La estabilidad continúa sorteando a los pueblos del país más joven de África. Los acuerdos de paz que las élites políticas de este país firmaron a principios de 2020 se han convertido en papel mojado. La guerra sigue avanzando, sobre todo en las zonas rurales y en los alrededores de varias ciudades pequeñas, donde las milicias armadas están multiplicándose. De hecho, los expertos del Consejo de Seguridad de las Naciones Unidas detectaron un incremento en la cantidad de incidentes durante los primeros meses de 2021. Por eso, en la actualidad, alrededor de 3,8 millones de sursudaneses han abandonado sus hogares.

Petróleo y sangre

El día más feliz de Tabang ocurrió hace justo 10 años. Su aldea estalló en una celebración de júbilo al dar la medianoche. Era el 9 de julio de 2011; Sudán del Sur acababa de obtener su independencia, y la mujer bailó sin parar. Las celebraciones duraron hasta el amanecer. La bandera representaba un comienzo nuevo para un pueblo que había resistido más de cuatro décadas de guerras, una oportunidad para enterrar su dolor.

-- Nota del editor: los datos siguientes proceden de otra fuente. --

PR #1958, opened 2018-03-26
Fix a bug in getting-started.md

dpyzo0o:
The path for including bundle.js is not correct. index.html is already inside /dist folder, the correct path should be 'bundle.js' or '../dist/bundle.js'

_describe your changes..._


montogeek:
Thanks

Sin embargo, desde los asentamientos para refugiados del norte de Uganda, la refugiada recordó ese momento mirando al suelo y una sonrisa triste: la esperanza de esos días enseguida se convirtió en frustración.

Mientras proclamaban su independencia, los sursudaneses tenían muchos motivos para estar felices: su subsuelo escondía la tercera reserva de petróleo más importante de África, con al menos 3.500 millones de barriles. Después de luchar contra el Gobierno de Sudán casi sin descanso desde 1955, al que acusaron de marginarles deliberadamente, los pueblos del sur se habían ganado a pulso el derecho a poder beneficiarse de esos recursos naturales.

Joyce Tabang y uno de sus hijos en la sala de espera de un hospital de Unicef.
Joyce Tabang y uno de sus hijos en la sala de espera de un hospital de Unicef.Pablo Moraga

Pero, sin mecanismos para acotar el poder de las élites políticas, la riqueza del subsuelo era una manzana envenenada. En 2013, las batallas de los combatientes armados del presidente Salva Kiir contra los del vicepresidente Riek Machar hicieron añicos las ilusiones de millones de personas: ambos líderes sabían que controlar el poder también significaba tener acceso ilimitado al dinero del petróleo. Esa rivalidad enseguida hundió al resto del país en una guerra sucia que, aunque se detuvo durante varios meses desde mediados de 2015 hasta 2016, continúa hasta el momento.

Tabang tenía la sensación de que la historia se repetía continuamente. No era la primera vez que tuvo que huir, pues ya vivió una experiencia parecida cuando era una adolescente. En los años noventa, de la mano de sus padres, escapó de un caos de masacres como el que ahora se repite en su pueblo natal. “Yo crecí en un campamento de refugiados del norte de Uganda. Recuerdo que fue muy duro. Y ahora mis hijos están sufriendo la misma situación”.

Los campamentos de los que habla se han transformado en ciudades provisionales repletas de personas con el alma en Sudán del Sur que esperan regresar a sus hogares, reanudar sus vidas interrumpidas por la violencia. Según el Alto Comisionado de las Naciones Unidas para los Refugiados (Acnur), más de 971.400 refugiados de esta nacionalidad permanecen del norte de Uganda.

En el asentamiento de Bidi Bidi, Rostabo se reúne a menudo con sus amigas para escuchar en una radio las noticias de Sudán del Sur y comentarlas. Esta campesina de 42 años echa de menos su hogar: una casa humilde rodeada de árboles, huertos verdes y terrenos fértiles. Sin embargo, esa nostalgia no le impide ser realista:

“Sudán del Sur todavía es un país peligroso, y no quiero que mis hijos sufran allí”, decide Rostabo con una mueca de indignación. “Es imposible comprender esa guerra”.